Bound on $\sum_{k = 2}^n (en)^k k^{-Cn/\log{n} - k - 1/2}$

Question

As the title suggests, I'm trying to establish a good bound on

\begin{equation} S(n) = \sum_{k = 2}^n (en)^k k^{-Cn/\log{n} - k - 1/2}, \end{equation}

where $C$ is some reasonably large positive constant. In particular I would like to have $S(n) = o(1)$, i.e.,

\begin{equation} \lim_{n \to \infty} S(n) = 0, \end{equation}

which numerical evaluations suggest to be the case.

Moreover it appears to be the case that the terms in the series are monotonically decreasing; if this were true my claim follows trivially (replace all terms by the one at $k = 2$ and check) but verifying the ''monotone decrease conjecture'' is again a difficult task in itself.

I appreciate any ideas on how to tackle this problem.

EDIT: The sequence terms are unfortunately not monotonically decreasing as can be verified by studying the logarithm of the latter but the conjecture about the term at $k = 2$ being largest still stands.

Answer 1

In spite of my previous comment, I do think your intuition is correct.

Attempted proof (sorry but it is very ugly): Again, let $r(d)=\frac{s_2}{s_{2+d}}$. As you noted, $$ r(d)=\left(\frac{2+d}{en}\right)^d\left(1+\frac{d}{2}\right)^{Cn/\log n + 2 + 1/2} $$

Taking logarithm, we get $$ \log r(d)=d\left(\log\left(\frac{2+d}{en}\right)\right)+ (Cn/\log n+2+1/2)\left(\log\left(\frac{2+d}{2}\right)\right) $$ where $d\in [0,n-2]$. Now, let $\lambda=\frac{2+d}{n}\in[2/n,1]$, or, equivalently, $d=\lambda n - 2$. Thus, $$ \log r(d)=(\lambda n - 2)\left(\log\left(\frac{\lambda}{e}\right)\right) + (Cn/\log n+2+1/2)\left(\log\left(\frac{\lambda n}{2}\right)\right):=f(\lambda) $$

Cleaning this mess a bit, we get $$ f(\lambda)=(\lambda n -2)(\log\lambda - 1) + (Cn/\log n+2+1/2)(\log\lambda + \log n -\log2)\\ = \lambda n(\log\lambda - 1) -2\log\lambda+2+(Cn/\log n + 2 + 1/2)\log\lambda\\ + Cn + 2.5\log n-2.5\log 2\\ =n(\lambda \log\lambda - \lambda) + (Cn/\log n + 0.5)\log\lambda + D(n) $$ where $D(n)$ depends only on $n$.

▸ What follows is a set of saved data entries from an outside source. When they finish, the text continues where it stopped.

Issue #545, opened 2016-10-24
Handle files in /etc  being deleted/changed during upgrades


cgwalters:
See https://bugzilla.redhat.com/show_bug.cgi?id=1366584 for one example, although I suspect there are others.

The first step in this is going to be handling `ENOENT` when processing modified config files.

What we really should investigate though is doing `/etc` merges only on shutdown or so.

dustymabe:
> We don't change the bootloader or do the /etc merge. Both of those would happen on shutdown, just before reboot.

does that mean we would properly handle the "power loss" case where I've "upgraded" but not yet reboot yet and i suffer a power loss?

cgwalters:
The short answer is "yes".  I'm not sure exactly what your concern is, but the only power loss thing to be concerned about here is that if you get a system crash during the "final processing" phase where we do the /etc merge and bootloader swap, you'd be left in the current system, not the new one.

dustymabe:
ok cool. so if we lost power before reboot we'd simply stay in the state where we are booting into the old deployment on every boot. Would the user just `rpm-ostree upgrade` again to get to the newer deployment (again).

cgwalters:
The way I'd been thinking of implementing things, the update would still be "pending" when the system came back up, so doing a reboot would retry the `/etc` merge and bootloader swap.

cgwalters:
I think we should also try to only do `syncfs()` at this same time too.  This would be even nicer for rpm-ostree livefs style workflows.

The user-visible effect here though would be that it'd be possible for an operation that was applied live could be "undone" after a system crash.

Things get tricky though as we need to think about the flatpak (and other container) use cases.  What degree of expected durability is there?

Perhaps scoping in the change to `syncfs()` would be too hard here and we should do the `/etc` merge first - particularly given that I think in the modern day we basically expect people to be using SSD for the base OS data, so write times and latency imposed by syncing are a lot less of a concern than the days of rotational storage.

cgwalters:
PR: https://github.com/ostreedev/ostree/pull/1503

Issue #1460, opened 2018-02-21
Add support for "pinning" 📌 deployments


cgwalters:
Update 2018-02-23 PR: https://github.com/ostreedev/ostree/pull/1464

---

We should add `ostree admin pin <deploymentid>` which makes the deployment persist until explicitly unpinned.  Example user story: Jane rebases her OS to a new major version `N`, and wants to keep around `N-1` even after a few upgrades for a while so she can easily roll back.

dustymabe:
very similar to https://github.com/projectatomic/rpm-ostree/issues/577. basically the difference is in the heuristic. Both want to keep around old deployments. One asks for them to be garbage collected based on a number, the other asks for them to be garbage collected based on a configurable flag.

PR #1464, opened 2018-02-23
sysroot: Add concept of deployment "pinning" 📌

cgwalters:
See commits.

Also has a prep commit for transient state which I plan to use for "pending" state AKA https://github.com/ostreedev/ostree/issues/545


dustymabe:
any chance this could be extended to support the use case described in https://github.com/ostreedev/ostree/issues/1460#issuecomment-367447536 and https://github.com/projectatomic/rpm-ostree/issues/577 ?

cgwalters:
> any chance this could be extended to support the use case described in #1460 (comment) and projectatomic/rpm-ostree#577 ?

It's not clear what you want there - something like a config file where you can change `2` to `3` or `5` etc?  The semantics of that would seem...strange to me.  It could be implemented on top of this by pinning a number anyways.

dustymabe:
> It's not clear what you want there - something like a config file where you can change 2 to 3 or 5 etc?

yes.

> The semantics of that would seem...strange to me.

To me this is basically the same thing as saying *"keep around X number of snapshots"*. For example on my desktop system I have btrfs snapshots and I essentially keep them all; I have lots of disk so why not? It would be great if I could configure ostree/rpm-ostree to do something similar so I can start moving my systems over to FAW. 

> It could be implemented on top of this by pinning a number anyways.

Not sure what that means exactly. So instead of a deployment the user could pin X where X represents the number of deployments to keep?

cgwalters:
>  For example on my desktop system I have btrfs snapshots and I essentially keep them all; I have lots of disk so why not? It would be great if I could configure ostree/rpm-ostree to do something similar so I can start moving my systems over to FAW.

But do you e.g. snapshot `/home` too?  It's not really the same thing; ostree isn't a backup system.

The way I think of it is; keeping lots of snapshots locally doesn't seem to make sense because you can re-download the from the Internet on-demand.  (And yes, that's an experience we need to consistently enable with rpm-ostree and packages).

But if you still want it, I'm not opposed to adding more policies, but it seems orthogonal to this PR.

dustymabe:
> But do you e.g. snapshot /home too? It's not really the same thing; ostree isn't a backup system.
> 

In my case I do (i actually snapshot the entire filesystem), but I get that ostree isn't going to be exactly what I currently have. I've actually thought about writing a snapper plugin for ostree, like the dnf one, that will call snapper and ask it to make snapshots (btrfs, or thin LV snapshots) automatically on configured filesystems whenever an rpm-ostree operation happens. Haven't really got far on that idea, just a thought so far.

> The way I think of it is; keeping lots of snapshots locally doesn't seem to make sense because you can re-download the from the Internet on-demand. (And yes, that's an experience we need to consistently enable with rpm-ostree and packages).

That is true, but for some reason I lean towards wanting that functionality. if I rebase from f27 to rawhide AND then layer one package my f27 deployment is gone. I'd like it to be a little easier to keep around old deployments than that. The pinning helps, but only works if you proactively think about it. 

> 
> But if you still want it, I'm not opposed to adding more policies, but it seems orthogonal to this PR.

Thank you! I guess it's orthogonal, seemed like a slight variation of the same thing to me.

cgwalters:
> if I rebase from f27 to rawhide AND then layer one package my f27 deployment is gone. I'd like it to be a little easier to keep around old deployments than that. The pinning helps, but only works if you proactively think about it.

I think we'll edit the "rebase instructions" page to include `--pin`.

src/libostree/ostree-sysroot.c
```diff
@@ -1832,3 +1834,43 @@ ostree_sysroot_deployment_unlock (OstreeSysroot     *self,
...
+ * @error: Error
+ *
+ * By default, deployments may be subject to garbage collection. Typical uses of
+ * libostree only retain at most 2 deployments. If @is_pinned is `TRUE`, a
+ * metadata bit will be set causing libostree to avoid automatic GC of the
+ * deployment. However, this is really an "advisory" note; it's still possible
+ * for e.g. older versions of libostree unaware of pinning to GC the deployment.
+ *
+ * This function does nothing and returns successfully if the deployment
+ * is already in the desired pinning state.
```
jlebon: `Since:` ?

tests/test-admin-deploy-2.sh
```diff
@@ -63,3 +63,34 @@ assert_has_dir sysroot/boot/ostree/testos-${bootcsum}
...
+${CMD_PREFIX} ostree admin pin -u 0
+assert_n_pinned 0
+echo "ok pin unpin"
+
+${CMD_PREFIX} ostree admin pin 0
+${CMD_PREFIX} ostree admin pin 1
+assert_n_pinned 2
+os_repository_new_commit
+${CMD_PREFIX} ostree admin upgrade --os=testos
+assert_n_pinned 2
```
jlebon: Maybe let's explicitly also check that the pinned deployments are still there? (I.e. just grep for checksums? Or maybe just checking that the deployment count went up to three.)

src/ostree/ot-admin-builtin-pin.c
```diff
@@ -0,0 +1,82 @@
...
+
+#include "ot-main.h"
+#include "ot-admin-builtins.h"
+#include "ot-admin-functions.h"
+#include "ostree.h"
+#include "otutil.h"
+
+/* ATTENTION:
+ * Please remember to update the bash-completion script (bash/ostree) and
+ * man page (man/ostree-admin-undeploy.xml) when changing the option list.
```
jlebon: Stale comment. Also doesn't look like we added bash completions for this, right?
Let's at least change it to a `TODO`?

src/libostree/ostree-sysroot.c
```diff
@@ -1832,3 +1834,43 @@ ostree_sysroot_deployment_unlock (OstreeSysroot     *self,
...
+ostree_sysroot_deployment_set_pinned (OstreeSysroot     *self,
+                                      OstreeDeployment  *deployment,
+                                      gboolean           is_pinned,
+                                      GError           **error)
+{
+  const gboolean current_pin = ostree_deployment_is_pinned (deployment);
+  if (is_pinned == current_pin)
+    return TRUE;
+
+  g_autoptr(OstreeDeployment) deployment_clone = ostree_deployment_clone (deployment);
```
jlebon: I'm confused here. Why do we need `ostree_deployment_clone`? Can't we just `ostree_deployment_get_origin` and modify that? (Actually, *shouldn't* we do that so that the sysroot deployment array is up to date?)

cgwalters:
Now with another prep commit, and squashed a few fixups :arrow_up:

bash/ostree
```diff
@@ -399,6 +399,37 @@ _ostree_admin_os_init() {
     return 0
 }
 
+_ostree_admin_pin() {
```
jlebon: IIUC, we also need a `pin` entry in `_ostree_admin()`.

bash/ostree
```diff
@@ -399,6 +399,37 @@ _ostree_admin_os_init() {
...
+    local boolean_options="
+        $main_boolean_options
```
jlebon: `--unpin` ?

src/libostree/ostree-sysroot.c
jlebon: Ahh got it, that makes sense.

bash/ostree
cgwalters: I honestly don't grasp bash completion, I don't care too much about it myself at least for `ostree admin`.  Let's not try to polish it for now?

cgwalters: There has to be someone out there who has implemented actually generating this stuff from the cli `--help`, as is it's an enormous maintenance pain doubled by the fact that we need to wrap it in `rpm-ostree` at least too.

jlebon:
Sure, that's fine with me.
@rh-atomic-bot r+ 4374dcf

Taking derivative, we get $f'(\lambda)=n\log\lambda + \frac{1}{\lambda}(Cn/\log n + 0.5)$, and the second derivative is $f''(\lambda)=\frac{n}{\lambda} - \frac{1}{\lambda^2}(Cn/\log n + 0.5)=\frac{n}{\lambda^2}(\lambda-C/\log n + 0.5/n)$

Hence. If $n$ is large enough, $f''(\lambda)>0$ for all $\lambda \ge 2/n$. Ie, $f'$ is increasing. Now, for such $n$, $$ f'\left(\frac{2}{n}\right)=n\log 2 - n\log n + \frac{n}{2}(Cn/\log n + 0.5)\\ =n\log 2 - n\log n + \frac{Cn^2}{2\log n} + n$$ which is bigger than $0$ for large enough $n$. And since $f'$ increasing, $f'>0$ in $[2/n,1]$. Ie, $f$ is increasing. Ie, for large enough $n$, $f(\lambda)\ge 0$ for $\lambda \ge 2/n$. Hence $r(d)\ge 1$ for $d\in [0,n-2]$. Hence $S(n)=o(1)$.

Answer 2

This seems to do it:

To argue that the second term $s_2$ is indeed largest consider the ratio

\begin{equation} r(d) = \frac{s_2}{s_{2 + d}} \end{equation}

for some $d \leq n - 2$. Our goal is to establish $r(d) \geq 1$ for $d \geq 1$. We ignore the $-1/2$ contribution in the exponent and find that

\begin{equation} r(d) = \left(1 + \frac{d}{2}\right)^{Cn/\log{n} + 2} \left(\frac{2 + d}{en}\right)^d. \end{equation}

Observe that

\begin{equation} \left(\frac{2 + d}{en}\right)^d \end{equation}

is increasing in $d$, so we define

\begin{equation} \tilde{r}(d) = \left(1 + \frac{d}{2}\right)^{Cn/\log{n}} \frac{3}{en} \end{equation}

and seek to satisfy the stricter requirement $\tilde{r}(d) \geq 1$. Let $f(n)$ denote the first value for which the inequality holds true. We find that

\begin{equation} f(n) = 2\left(\left(\frac{en}{3}\right)^{\frac{\log{n}}{Cn}} - 1\right). \end{equation}

Since

\begin{equation} \lim_{n \to \infty} \left(\frac{en}{3}\right)^{\frac{\log{n}}{Cn}} = 1 \end{equation}

we establish the existance of some $n_0$ s.t. $\tilde{r}(d) \geq 1$ for $n \geq n_0$ and hence we indeed find that $r(d) \geq 1$ for large $n$. The final claim ($\lim_{n \to \infty} S_n = 0$) can then be recovered as outlined in the question.